Pandemic Report
Tle latest weekly CDC stats:
A slight uptick in the recently introduced hospitalization ratio measure although other measures remain steady or in decline, i.e., deaths. However, even Fed Reserve chairman Jerome Powell has contracted COVID and is currently working remotely. CDC believes COVID is rising in DC and a dozen states. Will the newly dominant omicron FLiRT variant ignite a new summer surge? Experts are currently undecided. We know Singapore is facing a new surge and has resumed masking guidelines.
Related news items include but are not limited to:
- recent studies suggest that retinal protective barriers may be breached by the virus and threaten vision
- HHS has suspended controversial research sponsored by NIH at a Wuhan lab
- Despite misinformatiom suggesting COVID is no worse than catching the flu, COVID is significantly deadlier
- Researchers remind us in the first pre-vaccine year of the pandemic nearly 6% of the infected were hospitalized and nearly 2% died
- The FDA has determined Cue Health COVID tests are unreliable
- Outbreaks of bird flu at dairy farms/cattle ranches has the Biden Administration looking to support related businesses wanting not to replicate lessons learned from the early COVID pandemic
- Multiple COVID vaccinations yield antibodies btoadly effective against respiratory viruses, including new COVID variants
- Readers of my daily blog know I oppose the judicial doctrine of qualified immunity which broadly protects public employees from liability claims of individuals affected by bad government actions. California had moved COVID-infected inmates to San Quentin prison, causing an outbreak of 75% of all inmates and over 2 dozen deaths. SCOTUS rejected Calfornia's claim of qualified immunity. Another exanple of federal or state qualified immunity defenses includes a Montana nursing home where multiple infections were spread to residents allegedly by an infected employee pressed to come to work.

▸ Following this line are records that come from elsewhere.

PR #5347, opened 2025-01-06
Removed registry._EXTRA_OPERATORS

minhtuev:

Used patching so we don't have to inject operators for testing

* Ran unit test locally

        notes for FiftyOne users.

-   [x] Other

## Summary by CodeRabbit

- **Refactor**
	- Removed `_EXTRA_OPERATORS` variable from the operator registry.

- **Tests**
	- Modified test function to use mocked `list_operators` method.
	- Introduced a new test suite for the `OperatorRegistry` class, validating various scenarios for operator listing.

### DIFF
--- a/tests/unittests/operators/executor_tests.py
+++ b/tests/unittests/operators/executor_tests.py
@@ -1,16 +1,13 @@
 import pytest
-from unittest.mock import MagicMock, patch
-from starlette.exceptions import HTTPException
+from unittest.mock import patch
 
 import fiftyone.operators.types as types
 from fiftyone.operators.operator import Operator
 from fiftyone.operators.executor import (
     execute_or_delegate_operator,
     ExecutionResult,
-    ExecutionContext,
 )
 from fiftyone.operators import OperatorConfig
-import fiftyone.operators.registry as registry
 
 
 ECHO_URI = "@voxel51/operators/echo"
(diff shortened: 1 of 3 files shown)


tests/unittests/operators/executor_tests.py
```diff
@@ -30,12 +27,11 @@ def execute(self, ctx):
         return {"message": ctx.params.get("message", None)}
 
 
-# Force registration of the operator for testing
-registry._EXTRA_OPERATORS.append(EchoOperator(_builtin=True))
-
-
 @pytest.mark.asyncio
-async def test_execute_or_delegate_operator():
+@patch("fiftyone.operators.registry.OperatorRegistry.list_operators")
```
ritch, line 31: Interesting! I just used this in teams but as `unittest.mock.patch()`. 

Is there a way to use the real `list_operators`? Thats a big part of whats being tested here. Although `_EXTRA_OPERATORS` isn't a better solution.

ritch (approved):

tests/unittests/operators/executor_tests.py
minhtuev: I thought about it! We can achieve the same effect by mocking out `fopc.build_plugin_contexts` but I think it's cleaner to mock out `list_operators`.

I can add a unit test for `list_operators` too so that it is also covered by tests.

- A Utah mother is suing vaccine maker AstraZeneca; she had enrolled as a participant in vaccine trials. She claims suffering neurological adverse effects from the trial and the vaccine maker has breached promises to pay for related medical bills.
- The government continues to prosecute COVID relief and other fraud, including:
- A California resident who claimed over $13M in fake pandemic tax credits
- A NC healthcare provider was convicted of defrauding SC Medicaid and COVID relief fraud.
Other Notes
It looks like the blog readership is settling towards a more familiar readership pattern for the first time in several weeks. Who knows? Maybe next week I'll be griping about that. The Twitter/X stas have marginally improved but remain at near record lows. It's sad when a tweet I write on the latest episode of American Idol or WWE swrestling draws more impressions than my well-written political tweets. But perhaps that's not surprising given the fact the LP probably will draw less than 3% this fall and I may well write in Jacob Hornberger if not nominated.
Some things have changed for the better at the USPS. In context, I have a grandniece graduating from high school. She posted an Amazon wishlist. I purchased multiple small items. But for some reason they wouldn't ship one item to her--but would ship it to me. (she, unlike me, is a talented musician and this was a related accessory). Now part of the thing I've dreaded is having to write those little cards at the post office. My handwriting has sucked since a medical issue a few years back, so I make use of mail labels. I don't know for sure but it looks like they have OCR software that could read my package labels. They also seemed to have bundled tracking and email receipts in an affordable bundle price. I'm not sure my grandniece in Texas will get the package in 3 days, but I'm pleased. I'm just puzzled why I had to resort to a workaround for Amazon.
Wow, I've spent a lot of time in these posts promoting Hallmark cable Christmas movies. I'm mildly surprised I haven't seen them yet promoting their usual Christmas in July break. I think last year HC had a Christmas movie every Friday in prime time and on HMM every Thursday. That seems to have changed. I don't thing HMM is doing it this year and I think HC is doing a Christmas double feature spanning Friday prime time. Hallmark also seems to have renamed Hallmark Drama "Hallmark Family". I saw a puzzling reference to Hallmark's trademark Countdown to Christmas being "history". I now think they meant the last season is over, not that they are canceling their most successful series. In fact they are already promoting new content this year, including a sequel to three brothers looking over a baby left at their front door..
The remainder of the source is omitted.